## Problem requirements
Look for the string "which" in the listing below, then copy every line that has it.
'''
PR #1769, opened 2021-06-05
[orchagent] Put port configuration to APPL_DB according to autoneg mode

Junchao-Mellanox:
**What I did**

Before puting port related configuration to APPL_DB, check autoneg mode first. If autoneg mode is enabled, "speed" and "interface_type" will not be put into APPL_DB; if autoneg mode is disabled, "adv_speeds" and "adv_interface_types" will not be put into APPL_DB; else all configuration will be put to APPL_DB for backward compatible.

**Why I did it**

The field "speed" in PORT_TABLE of APPL_DB has two meanings:
1. The configured port speed
2. The actual port speed

This is all right when SONiC has no auto negotiation feature because the actual speed must equal to the configured speed or the operational status is down. However, with port auto negotiation feature, if autoneg mode is enabled, the actual speed could be a value of adv_speeds which might not equal to field "speed". Now port auto negotiation feature handle it this way: 
1. if autoneg mode  is disabled, everything goes to the old way, the actual speed is always equal to field "speed"; 
2. if autoneg mode is enabled, and if operational status is up, get actual speed from SAI and update the field "speed" in APPL_DB.

For case#2, there is an issue. Think about following flow:
1. Set Ethernet0 speed=400000
2. Set Ethernet0 autoneg=on, adv_speeds=100000, and Ethernet0 is operational up. Now the speed of Ethernet0 in "show interfaces status" is 100G because orchagent get the actual speed from SAI. This is right.
3. Issue command: "config interface type Ethernet0 CR".

Step#3 won't affect the auto negotiation status because the autoneg mode is enabled, force interface type will not be applied to SAI. But it triggers PORT_TABLE change and portsyncd will push all Ethernet0 related configuration to APPL_DB. So, speed of Ethernet0 in "show interface status" changed to 400G.

This PR is to fix the issue.

**How I verified it**

Manual test

**Details if related**

### DIFF
--- a/portsyncd/portsyncd.cpp
+++ b/portsyncd/portsyncd.cpp
@@ -235,6 +235,10 @@ bool handlePortConfigFromConfigDB(ProducerStateTable &p, DBConnector &cfgDb, boo
 
 void handlePortConfig(ProducerStateTable &p, map<string, KeyOpFieldsValuesTuple> &port_cfg_map)
 {
+    string autoneg;
+    vector<FieldValueTuple> attrs;
+    vector<FieldValueTuple> autoneg_attrs;
+    vector<FieldValueTuple> force_attrs;
 
     auto it = port_cfg_map.begin();
     while (it != port_cfg_map.end())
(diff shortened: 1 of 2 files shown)


prsunny:
> /azp run

@jleveque , there is a build failure while downloading swss-common. Tracking it with build team.

portsyncd/portsyncd.cpp
```diff
@@ -250,7 +254,54 @@ void handlePortConfig(ProducerStateTable &p, map<string, KeyOpFieldsValuesTuple>
...
+                else if (autoneg == "off") // autoneg is off, only put speed and interface_type to APPL_DB
+                {
+                    attrs.insert(attrs.end(), force_attrs.begin(), force_attrs.end());
+                }
+                else // autoneg is not configured, put all attributes to APPL_DB
+                {
+                    attrs.insert(attrs.end(), autoneg_attrs.begin(), autoneg_attrs.end());
+                    attrs.insert(attrs.end(), force_attrs.begin(), force_attrs.end());
+                }
+                p.set(key, attrs);
```
prsunny, line 300: How is this handled during warmboot?

Junchao-Mellanox: No special treatment for warmboot

Junchao-Mellanox:
Hi @prsunny , it seems 2 test cases related to flex counter failed which should not relate to my change. Could you please help re-trigger the test?

liat-grozovik:
@prsunny can you approve the PR so once the tests are passing we can merge?

liat-grozovik:
@prsunny kindly reminder, can you please approve and merge? now that is is passing the tests.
'''
## Exercise response
This is all right when SONiC has no auto negotiation feature because the actual speed must equal to the configured speed or the operational status is down. However, with port auto negotiation feature, if autoneg mode is enabled, the actual speed could be a value of adv_speeds which might not equal to field "speed". Now port auto negotiation feature handle it this way: 
Hi @prsunny , it seems 2 test cases related to flex counter failed which should not relate to my change. Could you please help re-trigger the test?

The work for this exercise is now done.